WORK INSTRUCTIONS - Report every line of the records below that includes the string "negative".

GIVEN RECORDS -
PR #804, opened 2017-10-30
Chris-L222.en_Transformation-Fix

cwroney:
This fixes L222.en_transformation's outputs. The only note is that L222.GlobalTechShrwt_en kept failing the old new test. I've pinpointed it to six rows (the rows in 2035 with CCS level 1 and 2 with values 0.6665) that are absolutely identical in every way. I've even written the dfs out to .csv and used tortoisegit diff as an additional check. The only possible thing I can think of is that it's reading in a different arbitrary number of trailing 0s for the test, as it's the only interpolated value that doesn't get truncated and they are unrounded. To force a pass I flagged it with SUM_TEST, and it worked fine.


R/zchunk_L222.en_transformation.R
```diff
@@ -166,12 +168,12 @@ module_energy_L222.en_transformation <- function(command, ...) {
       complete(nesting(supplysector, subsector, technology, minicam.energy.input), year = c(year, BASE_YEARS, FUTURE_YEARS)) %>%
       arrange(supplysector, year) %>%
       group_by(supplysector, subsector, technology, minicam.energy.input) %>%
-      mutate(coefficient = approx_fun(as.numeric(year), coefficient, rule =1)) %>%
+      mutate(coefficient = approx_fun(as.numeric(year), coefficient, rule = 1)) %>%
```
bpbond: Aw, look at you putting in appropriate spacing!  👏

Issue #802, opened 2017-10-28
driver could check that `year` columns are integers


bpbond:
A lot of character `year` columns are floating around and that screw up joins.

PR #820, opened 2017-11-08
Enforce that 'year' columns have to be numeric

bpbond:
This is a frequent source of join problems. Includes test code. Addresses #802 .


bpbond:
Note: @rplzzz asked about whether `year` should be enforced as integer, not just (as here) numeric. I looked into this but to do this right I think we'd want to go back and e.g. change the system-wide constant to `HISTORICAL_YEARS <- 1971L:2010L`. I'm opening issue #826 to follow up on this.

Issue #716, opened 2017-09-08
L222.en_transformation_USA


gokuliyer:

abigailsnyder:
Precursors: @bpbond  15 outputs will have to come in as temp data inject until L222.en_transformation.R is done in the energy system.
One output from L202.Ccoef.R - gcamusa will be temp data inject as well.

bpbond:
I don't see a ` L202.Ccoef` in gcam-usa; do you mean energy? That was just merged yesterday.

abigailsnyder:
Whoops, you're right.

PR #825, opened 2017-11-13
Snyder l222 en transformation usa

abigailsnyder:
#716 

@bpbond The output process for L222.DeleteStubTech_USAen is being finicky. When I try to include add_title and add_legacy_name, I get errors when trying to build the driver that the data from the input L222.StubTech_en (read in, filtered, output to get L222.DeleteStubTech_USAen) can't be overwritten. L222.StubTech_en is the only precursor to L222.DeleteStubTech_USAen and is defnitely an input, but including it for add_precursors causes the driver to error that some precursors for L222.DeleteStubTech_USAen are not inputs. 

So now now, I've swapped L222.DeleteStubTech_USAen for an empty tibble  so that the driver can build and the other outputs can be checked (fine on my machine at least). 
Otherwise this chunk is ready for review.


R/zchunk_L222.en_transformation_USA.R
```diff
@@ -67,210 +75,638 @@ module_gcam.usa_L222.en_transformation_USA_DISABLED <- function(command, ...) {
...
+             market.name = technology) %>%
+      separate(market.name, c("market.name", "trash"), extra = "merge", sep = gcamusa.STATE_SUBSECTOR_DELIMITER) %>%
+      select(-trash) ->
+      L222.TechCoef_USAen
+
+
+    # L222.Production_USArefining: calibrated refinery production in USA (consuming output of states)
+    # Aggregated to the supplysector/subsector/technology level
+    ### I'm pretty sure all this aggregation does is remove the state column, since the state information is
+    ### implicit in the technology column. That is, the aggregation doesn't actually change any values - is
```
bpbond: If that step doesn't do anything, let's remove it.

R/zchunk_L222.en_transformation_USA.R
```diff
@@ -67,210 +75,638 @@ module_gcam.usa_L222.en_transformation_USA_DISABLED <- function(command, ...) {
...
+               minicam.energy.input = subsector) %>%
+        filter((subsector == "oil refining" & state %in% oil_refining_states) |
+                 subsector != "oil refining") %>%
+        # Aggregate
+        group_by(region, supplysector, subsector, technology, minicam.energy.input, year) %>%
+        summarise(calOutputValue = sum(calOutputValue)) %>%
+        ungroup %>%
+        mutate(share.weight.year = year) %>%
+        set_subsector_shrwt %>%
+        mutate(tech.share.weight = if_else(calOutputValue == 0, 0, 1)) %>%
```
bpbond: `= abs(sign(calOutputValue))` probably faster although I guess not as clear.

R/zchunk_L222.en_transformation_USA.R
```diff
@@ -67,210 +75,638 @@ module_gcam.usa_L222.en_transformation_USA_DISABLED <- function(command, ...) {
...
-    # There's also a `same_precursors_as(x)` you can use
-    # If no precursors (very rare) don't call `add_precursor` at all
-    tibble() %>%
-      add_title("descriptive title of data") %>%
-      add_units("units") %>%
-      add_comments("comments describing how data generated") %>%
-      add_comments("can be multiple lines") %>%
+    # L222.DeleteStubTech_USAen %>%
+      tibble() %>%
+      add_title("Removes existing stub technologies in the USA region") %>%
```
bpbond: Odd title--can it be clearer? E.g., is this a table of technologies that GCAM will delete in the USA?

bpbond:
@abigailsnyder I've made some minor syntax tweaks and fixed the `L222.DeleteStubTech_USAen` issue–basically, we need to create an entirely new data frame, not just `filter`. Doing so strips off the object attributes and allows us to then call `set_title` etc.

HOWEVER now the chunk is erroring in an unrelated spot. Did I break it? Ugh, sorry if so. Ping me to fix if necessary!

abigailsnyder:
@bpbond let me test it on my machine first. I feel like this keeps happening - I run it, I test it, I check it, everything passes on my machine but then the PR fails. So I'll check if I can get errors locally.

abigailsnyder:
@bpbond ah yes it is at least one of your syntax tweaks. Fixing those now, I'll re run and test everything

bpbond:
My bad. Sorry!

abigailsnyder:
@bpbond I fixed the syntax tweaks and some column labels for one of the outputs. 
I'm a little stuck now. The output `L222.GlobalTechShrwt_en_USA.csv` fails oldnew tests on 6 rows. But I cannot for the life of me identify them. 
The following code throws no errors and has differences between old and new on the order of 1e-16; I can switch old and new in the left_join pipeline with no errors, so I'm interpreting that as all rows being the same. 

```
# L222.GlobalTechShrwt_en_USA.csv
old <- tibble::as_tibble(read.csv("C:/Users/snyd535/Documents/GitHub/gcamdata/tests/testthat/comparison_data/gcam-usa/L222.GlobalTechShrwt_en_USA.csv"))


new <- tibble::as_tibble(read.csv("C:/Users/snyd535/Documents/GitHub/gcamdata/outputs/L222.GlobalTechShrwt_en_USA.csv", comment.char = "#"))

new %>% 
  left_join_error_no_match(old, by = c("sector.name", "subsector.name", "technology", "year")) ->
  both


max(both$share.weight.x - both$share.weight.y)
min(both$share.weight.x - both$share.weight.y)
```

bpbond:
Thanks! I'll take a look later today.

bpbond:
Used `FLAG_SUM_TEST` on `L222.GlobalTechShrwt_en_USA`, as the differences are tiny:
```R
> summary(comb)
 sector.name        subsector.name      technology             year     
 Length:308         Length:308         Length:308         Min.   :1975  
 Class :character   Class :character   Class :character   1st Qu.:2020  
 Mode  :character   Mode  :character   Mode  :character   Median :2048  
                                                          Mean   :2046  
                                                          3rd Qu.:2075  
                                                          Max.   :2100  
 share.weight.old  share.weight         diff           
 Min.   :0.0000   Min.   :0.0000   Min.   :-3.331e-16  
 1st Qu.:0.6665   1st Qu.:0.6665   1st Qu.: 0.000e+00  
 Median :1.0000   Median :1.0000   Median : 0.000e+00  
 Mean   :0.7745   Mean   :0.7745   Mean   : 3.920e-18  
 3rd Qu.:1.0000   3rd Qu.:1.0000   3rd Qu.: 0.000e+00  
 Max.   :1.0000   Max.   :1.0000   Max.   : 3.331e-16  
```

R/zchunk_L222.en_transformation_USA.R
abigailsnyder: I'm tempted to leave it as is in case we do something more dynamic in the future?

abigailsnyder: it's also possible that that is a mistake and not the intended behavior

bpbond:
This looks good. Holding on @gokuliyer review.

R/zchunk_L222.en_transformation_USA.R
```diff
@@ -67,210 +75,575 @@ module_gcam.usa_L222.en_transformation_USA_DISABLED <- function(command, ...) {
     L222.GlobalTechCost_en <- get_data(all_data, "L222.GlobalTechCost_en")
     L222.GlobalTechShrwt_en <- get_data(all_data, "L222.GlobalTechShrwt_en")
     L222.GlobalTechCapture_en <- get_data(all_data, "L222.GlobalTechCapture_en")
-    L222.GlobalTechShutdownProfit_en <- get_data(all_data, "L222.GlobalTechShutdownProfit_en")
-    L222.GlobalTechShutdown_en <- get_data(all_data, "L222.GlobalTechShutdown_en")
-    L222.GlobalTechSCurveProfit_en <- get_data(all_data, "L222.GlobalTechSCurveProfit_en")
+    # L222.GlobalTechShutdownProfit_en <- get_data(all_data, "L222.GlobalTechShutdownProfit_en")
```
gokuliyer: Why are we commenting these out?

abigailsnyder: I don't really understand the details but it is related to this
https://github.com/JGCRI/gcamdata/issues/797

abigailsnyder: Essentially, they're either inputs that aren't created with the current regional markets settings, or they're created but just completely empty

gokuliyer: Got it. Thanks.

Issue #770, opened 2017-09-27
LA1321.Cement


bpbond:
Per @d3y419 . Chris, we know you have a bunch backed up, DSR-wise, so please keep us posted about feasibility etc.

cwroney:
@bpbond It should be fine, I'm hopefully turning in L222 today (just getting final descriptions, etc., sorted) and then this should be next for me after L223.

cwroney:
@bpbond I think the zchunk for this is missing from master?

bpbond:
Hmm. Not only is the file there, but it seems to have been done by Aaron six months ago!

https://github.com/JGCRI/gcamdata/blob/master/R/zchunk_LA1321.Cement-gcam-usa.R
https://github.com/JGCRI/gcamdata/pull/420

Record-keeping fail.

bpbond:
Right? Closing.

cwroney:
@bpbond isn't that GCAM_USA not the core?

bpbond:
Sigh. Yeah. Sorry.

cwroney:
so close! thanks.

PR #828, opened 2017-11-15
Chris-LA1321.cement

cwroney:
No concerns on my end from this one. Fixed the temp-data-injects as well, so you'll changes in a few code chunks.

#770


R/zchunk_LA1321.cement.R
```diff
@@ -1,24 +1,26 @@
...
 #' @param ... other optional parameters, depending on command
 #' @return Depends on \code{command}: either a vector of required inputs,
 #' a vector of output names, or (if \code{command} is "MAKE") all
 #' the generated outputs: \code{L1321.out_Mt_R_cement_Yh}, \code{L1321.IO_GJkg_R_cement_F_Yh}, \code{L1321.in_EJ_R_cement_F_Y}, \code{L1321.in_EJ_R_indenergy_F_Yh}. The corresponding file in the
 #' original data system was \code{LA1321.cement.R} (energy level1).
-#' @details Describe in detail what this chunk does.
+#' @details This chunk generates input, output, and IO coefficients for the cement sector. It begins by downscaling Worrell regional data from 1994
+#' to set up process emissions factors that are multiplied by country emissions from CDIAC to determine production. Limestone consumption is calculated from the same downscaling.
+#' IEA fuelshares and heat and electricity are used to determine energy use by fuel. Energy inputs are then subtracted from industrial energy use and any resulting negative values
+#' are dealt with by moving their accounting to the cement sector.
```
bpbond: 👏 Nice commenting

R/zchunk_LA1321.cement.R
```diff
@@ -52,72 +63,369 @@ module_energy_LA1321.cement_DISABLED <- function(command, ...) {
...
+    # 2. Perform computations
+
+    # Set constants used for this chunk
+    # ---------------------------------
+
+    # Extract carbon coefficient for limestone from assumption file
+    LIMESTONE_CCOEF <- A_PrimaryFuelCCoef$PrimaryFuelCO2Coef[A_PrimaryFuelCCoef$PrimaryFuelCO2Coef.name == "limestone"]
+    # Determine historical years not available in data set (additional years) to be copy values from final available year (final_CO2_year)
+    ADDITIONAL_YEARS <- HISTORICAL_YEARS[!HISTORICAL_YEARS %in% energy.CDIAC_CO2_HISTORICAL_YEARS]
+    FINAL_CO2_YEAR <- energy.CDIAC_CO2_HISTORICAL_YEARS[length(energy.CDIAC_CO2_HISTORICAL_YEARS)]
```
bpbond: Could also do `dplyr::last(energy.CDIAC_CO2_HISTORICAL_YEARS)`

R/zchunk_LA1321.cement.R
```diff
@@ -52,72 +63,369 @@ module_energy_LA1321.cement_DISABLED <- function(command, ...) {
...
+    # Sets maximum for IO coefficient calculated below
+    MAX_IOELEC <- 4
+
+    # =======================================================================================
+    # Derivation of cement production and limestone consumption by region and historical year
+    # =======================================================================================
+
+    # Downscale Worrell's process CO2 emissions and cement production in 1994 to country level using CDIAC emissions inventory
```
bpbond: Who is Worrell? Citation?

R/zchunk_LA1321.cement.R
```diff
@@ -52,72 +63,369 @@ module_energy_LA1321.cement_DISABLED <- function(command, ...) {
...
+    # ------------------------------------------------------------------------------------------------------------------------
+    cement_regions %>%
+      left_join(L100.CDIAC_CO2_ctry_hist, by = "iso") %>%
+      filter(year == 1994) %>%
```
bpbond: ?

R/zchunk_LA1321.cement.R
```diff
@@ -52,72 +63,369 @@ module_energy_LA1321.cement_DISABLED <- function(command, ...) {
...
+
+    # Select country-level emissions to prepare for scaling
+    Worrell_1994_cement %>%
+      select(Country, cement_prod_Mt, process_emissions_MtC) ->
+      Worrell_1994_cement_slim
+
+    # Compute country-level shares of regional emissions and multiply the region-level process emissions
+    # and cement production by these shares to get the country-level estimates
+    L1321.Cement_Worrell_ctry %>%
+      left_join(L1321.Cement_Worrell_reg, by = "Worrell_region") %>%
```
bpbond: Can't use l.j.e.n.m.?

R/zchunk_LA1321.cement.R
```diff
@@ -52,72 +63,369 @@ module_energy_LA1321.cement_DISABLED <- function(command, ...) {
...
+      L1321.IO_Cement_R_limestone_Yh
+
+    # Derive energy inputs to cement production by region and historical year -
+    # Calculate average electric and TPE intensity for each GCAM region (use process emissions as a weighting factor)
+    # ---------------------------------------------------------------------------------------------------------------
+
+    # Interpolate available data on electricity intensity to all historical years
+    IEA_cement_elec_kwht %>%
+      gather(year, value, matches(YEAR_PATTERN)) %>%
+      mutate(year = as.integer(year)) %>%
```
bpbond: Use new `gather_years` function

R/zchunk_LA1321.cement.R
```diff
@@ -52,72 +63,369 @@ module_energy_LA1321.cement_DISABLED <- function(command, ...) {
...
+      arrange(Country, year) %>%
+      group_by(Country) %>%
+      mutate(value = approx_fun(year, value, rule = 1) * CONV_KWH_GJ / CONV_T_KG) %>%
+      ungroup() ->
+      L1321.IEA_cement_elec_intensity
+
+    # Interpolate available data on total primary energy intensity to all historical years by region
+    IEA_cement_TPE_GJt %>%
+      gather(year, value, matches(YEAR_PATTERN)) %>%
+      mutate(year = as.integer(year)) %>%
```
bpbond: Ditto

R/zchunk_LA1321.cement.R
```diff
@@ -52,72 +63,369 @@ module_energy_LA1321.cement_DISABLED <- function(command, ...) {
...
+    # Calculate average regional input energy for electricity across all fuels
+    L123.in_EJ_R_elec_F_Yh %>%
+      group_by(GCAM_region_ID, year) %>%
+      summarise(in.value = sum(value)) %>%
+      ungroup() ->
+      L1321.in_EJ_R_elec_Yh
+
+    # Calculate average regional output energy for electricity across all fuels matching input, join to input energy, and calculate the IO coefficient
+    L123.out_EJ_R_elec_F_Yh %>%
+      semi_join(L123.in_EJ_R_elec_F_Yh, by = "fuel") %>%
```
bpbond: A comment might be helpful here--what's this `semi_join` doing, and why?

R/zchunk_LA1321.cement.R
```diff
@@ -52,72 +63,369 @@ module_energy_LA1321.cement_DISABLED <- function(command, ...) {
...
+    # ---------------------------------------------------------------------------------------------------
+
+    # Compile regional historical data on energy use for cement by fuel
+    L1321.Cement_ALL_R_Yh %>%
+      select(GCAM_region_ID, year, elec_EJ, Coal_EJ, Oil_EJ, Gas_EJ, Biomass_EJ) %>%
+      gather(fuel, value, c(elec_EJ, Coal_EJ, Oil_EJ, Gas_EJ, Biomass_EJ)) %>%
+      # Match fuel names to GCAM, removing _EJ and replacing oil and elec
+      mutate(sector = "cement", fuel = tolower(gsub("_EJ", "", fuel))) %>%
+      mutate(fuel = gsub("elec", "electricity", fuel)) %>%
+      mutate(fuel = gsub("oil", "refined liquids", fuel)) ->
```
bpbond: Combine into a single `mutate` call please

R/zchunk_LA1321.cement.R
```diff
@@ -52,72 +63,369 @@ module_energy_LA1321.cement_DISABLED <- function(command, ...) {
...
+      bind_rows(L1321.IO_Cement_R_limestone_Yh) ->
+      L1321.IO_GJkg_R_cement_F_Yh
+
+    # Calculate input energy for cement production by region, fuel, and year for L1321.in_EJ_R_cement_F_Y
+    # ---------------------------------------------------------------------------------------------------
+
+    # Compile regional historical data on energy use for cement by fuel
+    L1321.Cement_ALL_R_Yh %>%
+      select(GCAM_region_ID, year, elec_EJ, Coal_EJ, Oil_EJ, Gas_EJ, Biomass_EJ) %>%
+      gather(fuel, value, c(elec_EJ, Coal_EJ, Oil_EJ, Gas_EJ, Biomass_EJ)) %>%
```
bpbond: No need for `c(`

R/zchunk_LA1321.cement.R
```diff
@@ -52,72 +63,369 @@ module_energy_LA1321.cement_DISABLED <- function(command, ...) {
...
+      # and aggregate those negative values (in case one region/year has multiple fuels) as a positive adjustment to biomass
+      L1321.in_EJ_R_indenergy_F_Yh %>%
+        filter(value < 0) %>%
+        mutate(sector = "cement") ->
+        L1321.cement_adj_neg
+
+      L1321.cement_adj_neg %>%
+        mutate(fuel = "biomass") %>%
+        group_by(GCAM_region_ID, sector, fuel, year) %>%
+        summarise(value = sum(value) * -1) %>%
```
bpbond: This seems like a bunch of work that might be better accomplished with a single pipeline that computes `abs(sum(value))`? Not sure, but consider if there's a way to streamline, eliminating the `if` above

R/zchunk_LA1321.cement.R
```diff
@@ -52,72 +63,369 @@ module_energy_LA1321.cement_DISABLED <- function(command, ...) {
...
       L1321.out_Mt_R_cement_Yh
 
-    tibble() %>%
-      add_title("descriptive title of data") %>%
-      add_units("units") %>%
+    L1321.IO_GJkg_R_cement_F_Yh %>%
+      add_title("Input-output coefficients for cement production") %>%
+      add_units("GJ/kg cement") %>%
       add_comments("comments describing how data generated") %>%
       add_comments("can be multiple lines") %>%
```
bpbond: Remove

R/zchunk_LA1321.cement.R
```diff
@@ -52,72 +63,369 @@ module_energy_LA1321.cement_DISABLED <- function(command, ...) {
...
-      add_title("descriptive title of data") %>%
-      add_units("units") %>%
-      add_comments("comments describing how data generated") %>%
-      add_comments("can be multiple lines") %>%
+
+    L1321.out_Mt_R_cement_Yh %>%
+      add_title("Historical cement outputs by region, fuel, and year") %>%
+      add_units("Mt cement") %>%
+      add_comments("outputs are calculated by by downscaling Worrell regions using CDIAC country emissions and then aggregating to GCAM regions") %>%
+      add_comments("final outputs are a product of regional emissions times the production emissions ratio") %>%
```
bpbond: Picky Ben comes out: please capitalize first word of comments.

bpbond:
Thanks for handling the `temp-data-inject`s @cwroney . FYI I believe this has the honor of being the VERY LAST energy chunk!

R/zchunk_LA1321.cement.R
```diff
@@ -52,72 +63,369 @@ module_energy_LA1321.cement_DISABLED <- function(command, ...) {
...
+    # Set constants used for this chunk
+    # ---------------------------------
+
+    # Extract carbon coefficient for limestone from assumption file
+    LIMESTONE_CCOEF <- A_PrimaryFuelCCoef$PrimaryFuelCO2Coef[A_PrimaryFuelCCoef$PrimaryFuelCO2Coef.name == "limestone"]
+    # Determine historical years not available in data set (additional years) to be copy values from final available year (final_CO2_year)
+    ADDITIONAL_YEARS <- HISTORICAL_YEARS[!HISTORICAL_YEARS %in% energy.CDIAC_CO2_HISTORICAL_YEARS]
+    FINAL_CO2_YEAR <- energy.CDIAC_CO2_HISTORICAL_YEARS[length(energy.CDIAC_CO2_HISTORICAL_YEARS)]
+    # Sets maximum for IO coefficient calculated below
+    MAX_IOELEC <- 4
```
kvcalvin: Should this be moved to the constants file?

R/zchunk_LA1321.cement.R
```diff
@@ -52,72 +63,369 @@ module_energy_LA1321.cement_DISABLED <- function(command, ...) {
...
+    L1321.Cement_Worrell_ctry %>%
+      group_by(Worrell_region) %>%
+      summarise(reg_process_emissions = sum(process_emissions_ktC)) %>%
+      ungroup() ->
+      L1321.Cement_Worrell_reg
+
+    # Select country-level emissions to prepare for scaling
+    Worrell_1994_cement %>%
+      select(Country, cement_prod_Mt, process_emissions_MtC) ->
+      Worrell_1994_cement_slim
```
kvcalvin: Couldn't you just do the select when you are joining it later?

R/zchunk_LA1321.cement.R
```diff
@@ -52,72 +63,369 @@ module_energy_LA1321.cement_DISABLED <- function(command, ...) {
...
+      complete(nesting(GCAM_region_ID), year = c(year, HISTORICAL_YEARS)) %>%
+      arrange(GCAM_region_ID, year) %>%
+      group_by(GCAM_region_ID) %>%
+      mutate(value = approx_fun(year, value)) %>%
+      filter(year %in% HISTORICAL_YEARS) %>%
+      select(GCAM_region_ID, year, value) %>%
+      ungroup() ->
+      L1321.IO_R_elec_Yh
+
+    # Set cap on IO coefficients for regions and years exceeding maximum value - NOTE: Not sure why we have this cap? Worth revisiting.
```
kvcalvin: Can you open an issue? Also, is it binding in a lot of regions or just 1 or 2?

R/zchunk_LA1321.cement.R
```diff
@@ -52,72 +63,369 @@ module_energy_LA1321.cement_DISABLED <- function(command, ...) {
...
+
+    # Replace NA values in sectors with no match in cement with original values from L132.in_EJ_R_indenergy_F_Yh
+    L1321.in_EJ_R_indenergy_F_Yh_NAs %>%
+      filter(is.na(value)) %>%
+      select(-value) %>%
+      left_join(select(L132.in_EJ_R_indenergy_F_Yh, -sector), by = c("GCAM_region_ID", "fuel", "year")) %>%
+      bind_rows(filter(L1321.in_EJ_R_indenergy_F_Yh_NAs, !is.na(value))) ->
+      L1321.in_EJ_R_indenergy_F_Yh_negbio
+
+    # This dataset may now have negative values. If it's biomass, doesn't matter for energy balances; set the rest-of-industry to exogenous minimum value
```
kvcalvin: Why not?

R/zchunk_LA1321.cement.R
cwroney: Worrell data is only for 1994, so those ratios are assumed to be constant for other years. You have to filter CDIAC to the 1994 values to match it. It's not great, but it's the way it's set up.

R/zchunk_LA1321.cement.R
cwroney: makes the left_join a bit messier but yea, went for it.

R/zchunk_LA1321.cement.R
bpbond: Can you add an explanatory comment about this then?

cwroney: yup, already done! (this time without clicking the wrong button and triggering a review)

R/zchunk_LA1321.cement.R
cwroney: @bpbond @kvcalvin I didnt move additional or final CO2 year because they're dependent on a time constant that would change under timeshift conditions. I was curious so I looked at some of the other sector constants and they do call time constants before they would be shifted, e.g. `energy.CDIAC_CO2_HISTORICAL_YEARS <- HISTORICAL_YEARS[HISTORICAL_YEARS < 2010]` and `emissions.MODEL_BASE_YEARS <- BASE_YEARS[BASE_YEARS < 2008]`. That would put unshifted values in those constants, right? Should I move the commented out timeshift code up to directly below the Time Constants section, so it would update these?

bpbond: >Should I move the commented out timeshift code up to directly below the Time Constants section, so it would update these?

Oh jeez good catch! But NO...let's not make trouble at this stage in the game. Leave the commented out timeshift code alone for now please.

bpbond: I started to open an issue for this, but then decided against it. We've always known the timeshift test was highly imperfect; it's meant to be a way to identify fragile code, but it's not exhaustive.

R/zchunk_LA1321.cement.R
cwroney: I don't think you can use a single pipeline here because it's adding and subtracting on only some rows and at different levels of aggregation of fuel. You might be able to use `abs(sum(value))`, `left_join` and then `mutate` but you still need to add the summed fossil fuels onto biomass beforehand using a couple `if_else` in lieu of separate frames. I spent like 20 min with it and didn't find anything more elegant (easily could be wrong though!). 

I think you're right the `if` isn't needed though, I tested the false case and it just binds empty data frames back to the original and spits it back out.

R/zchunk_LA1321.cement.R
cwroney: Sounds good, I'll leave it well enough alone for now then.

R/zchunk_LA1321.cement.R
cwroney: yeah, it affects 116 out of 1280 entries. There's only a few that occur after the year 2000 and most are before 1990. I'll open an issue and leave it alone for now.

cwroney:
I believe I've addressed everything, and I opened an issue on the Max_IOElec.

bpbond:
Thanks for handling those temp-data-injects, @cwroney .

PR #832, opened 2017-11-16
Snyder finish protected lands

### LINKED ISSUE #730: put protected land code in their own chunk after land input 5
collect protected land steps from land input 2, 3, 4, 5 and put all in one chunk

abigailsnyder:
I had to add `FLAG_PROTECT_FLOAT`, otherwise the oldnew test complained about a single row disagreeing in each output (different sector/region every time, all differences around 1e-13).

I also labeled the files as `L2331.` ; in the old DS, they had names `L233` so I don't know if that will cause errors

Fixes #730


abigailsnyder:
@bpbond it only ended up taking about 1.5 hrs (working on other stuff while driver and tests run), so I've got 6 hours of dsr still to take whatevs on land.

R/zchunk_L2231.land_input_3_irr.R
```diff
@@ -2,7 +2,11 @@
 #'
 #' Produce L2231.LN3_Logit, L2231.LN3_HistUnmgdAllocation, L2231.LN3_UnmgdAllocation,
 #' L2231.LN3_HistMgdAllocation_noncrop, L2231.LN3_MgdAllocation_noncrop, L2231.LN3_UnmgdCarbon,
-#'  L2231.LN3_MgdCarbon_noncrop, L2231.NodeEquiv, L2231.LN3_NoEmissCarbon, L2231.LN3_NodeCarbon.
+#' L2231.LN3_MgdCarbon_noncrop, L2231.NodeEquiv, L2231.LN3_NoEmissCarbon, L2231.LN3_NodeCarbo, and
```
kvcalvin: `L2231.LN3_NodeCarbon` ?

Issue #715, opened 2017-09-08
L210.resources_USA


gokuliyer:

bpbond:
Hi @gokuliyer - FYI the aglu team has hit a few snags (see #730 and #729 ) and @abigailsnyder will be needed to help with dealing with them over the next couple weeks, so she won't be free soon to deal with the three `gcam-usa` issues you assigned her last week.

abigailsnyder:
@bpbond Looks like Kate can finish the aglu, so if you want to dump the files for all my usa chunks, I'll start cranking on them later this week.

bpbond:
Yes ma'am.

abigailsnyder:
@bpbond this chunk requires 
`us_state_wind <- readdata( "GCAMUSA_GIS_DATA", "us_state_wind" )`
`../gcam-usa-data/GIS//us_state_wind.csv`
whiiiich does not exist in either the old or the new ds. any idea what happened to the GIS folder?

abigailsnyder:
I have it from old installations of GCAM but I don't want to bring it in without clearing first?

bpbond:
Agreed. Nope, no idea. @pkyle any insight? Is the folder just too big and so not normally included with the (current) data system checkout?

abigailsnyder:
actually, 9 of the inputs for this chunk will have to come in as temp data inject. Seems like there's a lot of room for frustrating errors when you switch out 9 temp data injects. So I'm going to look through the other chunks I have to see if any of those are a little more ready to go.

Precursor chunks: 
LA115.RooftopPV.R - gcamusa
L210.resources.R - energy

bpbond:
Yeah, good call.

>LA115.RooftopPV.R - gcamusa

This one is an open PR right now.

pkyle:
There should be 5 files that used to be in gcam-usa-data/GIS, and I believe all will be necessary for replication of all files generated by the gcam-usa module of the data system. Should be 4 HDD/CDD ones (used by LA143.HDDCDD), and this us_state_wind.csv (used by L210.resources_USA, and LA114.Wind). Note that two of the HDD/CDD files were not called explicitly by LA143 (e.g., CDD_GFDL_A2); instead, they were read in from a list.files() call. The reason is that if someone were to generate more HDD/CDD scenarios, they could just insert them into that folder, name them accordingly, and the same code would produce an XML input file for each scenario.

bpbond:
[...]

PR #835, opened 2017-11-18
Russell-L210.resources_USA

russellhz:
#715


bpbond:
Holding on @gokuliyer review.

SOLUTION -
+#' IEA fuelshares and heat and electricity are used to determine energy use by fuel. Energy inputs are then subtracted from industrial energy use and any resulting negative values
+      # and aggregate those negative values (in case one region/year has multiple fuels) as a positive adjustment to biomass
+    # This dataset may now have negative values. If it's biomass, doesn't matter for energy balances; set the rest-of-industry to exogenous minimum value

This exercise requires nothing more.